Sent from my DROID BIONIC using Tapatalk


----------



## xxxdroidxxx

Damn so many great devs! We seriously need to start a fund to get more devs here.


----------



## xkape

http://www.droidforums.net/forum/droid-news/175699-droid-x2-custom-rom-gb-eclipse-v1-1-a.html

Front page all day... pretty impressive id say.

actngrezy.. u da man too!!


----------



## DXC

Sign me up.

These are just some of the threads I've started since I joined rootz less than 2 months ago.
http://rootzwiki.com/showthread.php?3952-MIUI-DXC-Bug-Stomper-(Latest-Fix-Airplane-Mode-Bug) [Bug squashing package]
http://rootzwiki.com/showthread.php?4068-MIUI-DXC-MMS-Attachment-Size-Increase-Mod [MMS attachment size increase mod]
http://rootzwiki.com/showthread.php?3561-MIUI-DXC-Add-Clockwork-Recovery-to-Power-Menu [CWM Recovery Option Mod]
http://rootzwiki.com/showthread.php?4905-Can-t-boot-into-the-new-CWM-5.0.2.0-Here-s-a-quick-fix. [CWM preinstall fix]
http://rootzwiki.com/showthread.php?3109-Light-Sensor-Values-Information-(Updated-8-22-2011) [Light Sensor Tutorial]
http://rootzwiki.com/showthread.php?6333-MOD-DXC-Faster-Transitions [Animation Speed Scripts]
http://rootzwiki.com/showthread.php?7214-HOW-TO-Change-Carrier-Text-Manually [Manual Carrier Change Tutorial]
http://rootzwiki.com/showthread.php?4871-The-Airplane-Mode-Bug-Technical-Analysis-and-Fix [Airplane Bug Analysis]
http://rootzwiki.com/showthread.php?5010-ROM-MIUI.US-OFFICIAL-1.9.9-ported-by-DXC [MIUI.us 1.9.9 DX port]
http://rootzwiki.com/showthread.php?5289-ROM-MIUI-1.9.9-ported-by-DXC [MIUI.us 1.9.9 D2 port]
http://rootzwiki.com/showthread.php?6392-ROM-MIUI.us-1.9.23&p=129003 [MIUI.us 1.9.23 DX port]
http://rootzwiki.com/showthread.php?6394-MOD-DXC-Single-Click-Torch [Single Click Torch Mod]
http://rootzwiki.com/showthread.php?6967-ROM-MIUI.us-1.9.30 [MIUI.us 1.9.30 DX port]
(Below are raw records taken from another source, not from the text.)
PR #1375, opened 2016-07-15
teach script/integration.go about GIT_LFS_TEST_MAXPROCS

technoweenie:
Found an intermittent test issue running `script/cibuild` on mac. While investigating, I noticed that `GIT_LFS_TEST_MAXPROCS` isn't even used now. The intermittent issue goes away when `GIT_LFS_TEST_MAXPROCS=1` too.

PR #6273, opened 2026-06-02
Fix and revise chunked transfer encoding test

chrisd8088:
This PR replaces the legacy, non-functional test of the Git LFS client's support for chunked transfer encoding during object uploads with a test which verifies that the client correctly sends a `Transfer-Encoding: chunked` header when instructed to do so by a Git LFS Batch API service, and does not send a `Content-Length` header at the same time.

As well, this PR adds a second test which confirms that the client does not send a `Transfer-Encoding` header when the Batch API service has not requested one.

Finally, this test adjusts several functions in our test server utility and also updates the related shell tests to make their repository names more consistent and to help avoid problems similar to the ones which caused our legacy chunked transfer encoding test to be ineffective.

#### First Legacy Test Problem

I'm active! Maybe being thanked 271 times since I joined less than 2 months ago will show my dedication. I don't believe in dumb questions, and I'll answer every question any user has for me, even if it was answered already in the OP, even if it was answered in the post right above his/hers. I don't get mad at anyone trying to learn because I take it as a compliment that they're interested in my work in the first place. If you have a question regarding a Rom i'm not currently on, I'll make a backup and switch over to your rom to investigate. I read and answer every PM. I allow users to email me directly, and I always respond. I answer questions in IRC in my free time, and I love to collaborate with other developers.
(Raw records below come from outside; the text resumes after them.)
PR #6274, opened 2026-06-02
Add corrupt object download tests

chrisd8088:
This PR adds tests which confirm that the Git LFS client verifies the contents of the objects it downloads from remote services, and that the client does not save an object to the local filesystem if the object's contents do not match its expected SHA-256 hash value.

Each of the download transfer adapters we support already verify the contents of the objects they download.

At present, however, we do not have tests which confirm these checks are effective, so we add those tests now to a new `t/t-batch-storage-corrupt.sh` shell script.

#### HTTP Downloads

To test our default `basic` download adapter, which makes object transfer requests using HTTP, we add a `batch storage HTTP download of corrupt object` test which first creates an object with the special content key `storage-download-corrupt` and uploads it to our `lfstest-gitserver` test server.  The test then removes the object from the local storage directories and the working tree, and attempts to download it using a `git lfs pull` command.

We also adjust the `lfstest-gitserver` program so that when handling a `GET` request for an object, if the object's content matches the special key `storage-download-corrupt`, the content is replaced with an uppercase version of the same key before being provided to the client.  Our new test then checks that the `basic` download adapter detects the invalid object content, reports an error, and does not write the object content into the local storage directories.

#### SSH Downloads

For our `ssh` download adapter, which makes object transfer requests using SSH, we add a `batch storage SSH download of corrupt object` test that works in a similar fashion to the test of the `basic` adapter, except that in this case the test itself has to corrupt the object's contents in the remote repository before attempting to download the object.

Because our tests of the SSH-based Git LFS transfer protocol do not use a custom test utility like the `lfstest-gitserver` program to provide the remote side of the protocol, our test has to corrupt the objects itself.  (Note that for our tests of the SSH-based transfer protocol we use the `git-lfs-transfer` [program](https://github.com/bk2204/scutiger/tree/614a4f01cfbe6aafa355ca92ed6d1581b5cfc088/scutiger-lfs#git-lfs-transfer) from the `scutiger-lfs` Rust [crate](https://crates.io/crates/scutiger-lfs), and we configure this program to read and write from a local repository.)

#### Custom Transfer Agent Downloads

Finally, for our `custom` download adapter, which makes object transfer requests via an external custom transfer agent, we add a `batch storage custom adapter download of corrupt object` test, which is very similar to our test of the `basic` adapter, except that we set the `lfs.customTransfer.testcustom.path` configuration option so that our `lfstest-customadapter` transfer agent is used to upload and download objects.  This test utility simply acts as a proxy, responding to custom transfer protocol JSON messages from the Git LFS client, and then making HTTP-based object transfers to our `lfstest-gitserver` program and relaying the data back over the custom transfer protocol.

As a consequence, this test can also create an object with the special content key `storage-download-corrupt`, and expect that the `lfstest-gitserver` utility will recognize this key during a download request and replace the object's content with an uppercase version, so the test does not need to do so itself the way our test of the SSH-based object transfer protocol does.

### DIFF
--- a/t/t-batch-storage-corrupt.sh
+++ b/t/t-batch-storage-corrupt.sh
@@ -1,0 +1,144 @@
+#!/usr/bin/env bash
+
+. "$(dirname "$0")/testlib.sh"
+
+begin_test "batch storage HTTP download of corrupt object"
+(
+  set -e
+
+  reponame="batch-storage-download-corrupt-http"
+  setup_remote_repo "$reponame"
+  clone_repo "$reponame" "$reponame"
+
+  git lfs track "*.dat"
+
+  # This content announces to the server that it should corrupt the
+  # contents of the object before returning it.
+  contents="storage-download-corrupt"
+  contents_oid="$(calc_oid "$contents")"
+  printf "%s" "$contents" > a.dat
+
+  git add .gitattributes a.dat
+  git commit -m "initial commit"
+
+  git push origin main
+
+  assert_server_object "$reponame" "$contents_oid"
+
+  rm -f a.dat
+  rm -rf .git/lfs/objects
+
+  # We expect the server to corrupt the object's contents by inverting
+  # the case of each character.
+  inverted_contents_oid="$(calc_oid "$(invert_case "$contents")")"
+
+  GIT_TRACE=1 git lfs pull 2>&1 | tee pull.log
+  [ 0 -ne "${PIPESTATUS[0]}" ]
+
+  grep "expected OID $contents_oid, got $inverted_contents_oid after ${#contents} bytes written" pull.log
+  grep "Failed to fetch some objects" pull.log
+
+  refute_local_object "$contents_oid"
+)
+end_test
+
+begin_test "batch storage SSH download of corrupt object"
+(
+  set -e
+
+  setup_pure_ssh
+
+  reponame="batch-storage-download-corrupt-ssh"
+  setup_remote_repo "$reponame"
+  clone_repo "$reponame" "$reponame"
+
+  sshurl=$(ssh_remote "$reponame")
+  git config lfs.url "$sshurl"
+
+  git lfs track "*.dat"
+
+  contents="storage-download-corrupt"
+  contents_oid="$(calc_oid "$contents")"
+  printf "%s" "$contents" > a.dat
+
+  git add .gitattributes a.dat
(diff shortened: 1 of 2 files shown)


t/t-batch-storage-corrupt.sh
```diff
@@ -0,0 +1,144 @@
...
+  # the case of each character.
+  inverted_contents_oid="$(calc_oid "$(invert_case "$contents")")"
+
+  GIT_TRACE=1 git lfs pull 2>&1 | tee pull.log
+  [ 0 -ne "${PIPESTATUS[0]}" ]
+
+  grep "expected OID $contents_oid, got $inverted_contents_oid after ${#contents} bytes written" pull.log
+  grep "Failed to fetch some objects" pull.log
+
+  refute_local_object "$contents_oid"
```
larsxschneider, line 45: nit: should we also refute that `$refute_local_object` exists for good measure?

t/t-batch-storage-corrupt.sh
```diff
@@ -0,0 +1,144 @@
...
+  assert_server_object "$reponame" "$contents_oid"
+
+  rm -f a.dat
+  rm -rf .git/lfs/objects
+
+  # We expect the server to corrupt the object's contents by inverting
+  # the case of each character.
+  inverted_contents_oid="$(calc_oid "$(invert_case "$contents")")"
+
+  GIT_TRACE=1 git lfs pull 2>&1 | tee pull.log
```
larsxschneider, line 39: should we do the same test for the more commonly used `git pull`, too?

we expect the client to be in an undefined state after this, right? meaning at least the problem object is not present and others may or may not be present. should we check that `git status`/`git lfs ls-files` communicates that there is at least one broken object?

larsxschneider (approved):
That is a great test to have 👍

t/t-batch-storage-corrupt.sh
chrisd8088: I'm guessing you meant that we should refute that `$inverted_contents_oid` exists?  That would make sense to me as an addition, so I'll add that to the tests.

t/t-batch-storage-corrupt.sh
chrisd8088: Sure, that makes sense.  The same download adapters are used in each case, so it's not really necessary, but we might as well demonstrate that fact in our tests.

If you think I'd be a good fit for a Bionic Dev spot, place your vote. Thank you for your consideration.


----------



## krylon360

Deving for a Moto/VZW device would be fun, let alone the challenge. However, I'll hold off on this give-away. There's still a lot I need to learn, exp about SBF as well as 2nd init. Good luck to everyone, and excellent give-away.


----------



## r2doesinc

revnumbers ftw


----------



## Hashcode

I'll throw my full support behind whoever gets it. Answering any questions and making available my entire build setup if needed.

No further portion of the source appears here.